MEDICAL LEADERSHIP AND HEALTH POLICY ADVOCACY: PHYSICIANS AS CHANGE AGENTS IN PUBLIC HEALTH REFORM
DOI:
https://doi.org/10.71000/7vd3rd49Keywords:
advocacy, health policy, physicians, leadership training, medical education, public health, workforce developmentAbstract
Background: Physicians are increasingly acknowledged as key stakeholders in shaping health policy due to their clinical experience and system-level insights. However, their participation in formal policy advocacy remains inadequately quantified, and the enabling or limiting factors influencing their engagement are poorly understood. Addressing this knowledge gap is essential to strengthen physician-led public health reform, especially in an era marked by complex health challenges and persistent health inequities.
Objective: To assess the extent of physician involvement in health policy advocacy, evaluate the impact of leadership training on their advocacy engagement, and identify major facilitators and barriers to participation.
Methods: A cross-sectional survey was administered between January and March 2025 to a purposive and snowball sample of 210 licensed physicians working in clinical leadership, academic, public health, or policy-based roles. The questionnaire integrated validated tools from the Medical Leadership Competency Framework and PATH Advocacy Evaluation Framework. Responses were recorded using 5-point Likert scales. Data were analyzed using descriptive statistics, chi-square tests, t-tests, and multivariate logistic regression to determine associations and predictors of high advocacy engagement.

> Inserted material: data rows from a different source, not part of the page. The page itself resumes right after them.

PR #1541, opened 2024-09-30
test: test-cliques

maelle:
moving all related tests into test-cliques and refactoring just a bit at the same time. not ready.


szhorvat:
I didn't look at any code here, I just wanted to note that the independent vertex sets of $G$ are the same as the cliques of the complement of $G$. See `complementer()`. This may be an extra way to test.

Issue #1158, opened 2024-01-23
p-value missing for `fit_power_law()`


krlmlr:
### What happens?

`fit_power_law()` no longer returns a `KS.p` component.

## igraph 1.6.0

Results: Among 210 participants, 124 (59.0%) were male and 86 (41.0%) were aged 40–49 years. A majority (80%) had over 10 years of experience, with 62% serving in academic or hospital leadership. The highest leadership competency scores were in personal qualities (Mean = 4.21, SD = 0.61) and working with others (Mean = 4.15, SD = 0.57), while improving services scored lowest (Mean = 3.88, SD = 0.75). Frequent advocacy activities included public speaking (46.7%) and contacting policymakers (40.0%). Legislative testimony (20.0%) and international advocacy (≤21.5%) were less common. Leadership training (OR = 2.45, p = 0.002) and high policy leadership competency (OR = 3.21, p < 0.001) significantly predicted high advocacy engagement. Institutional support remained moderate (Mean = 3.52, SD = 0.85).
Conclusion: Physicians with formal leadership training and high policy leadership competency are more actively involved in advocacy, particularly in academic and policy-driven roles. Institutional constraints, however, may limit sustained engagement. Integrating leadership development and structured advocacy training into medical education and organizational policy is critical for advancing physician-led health reforms.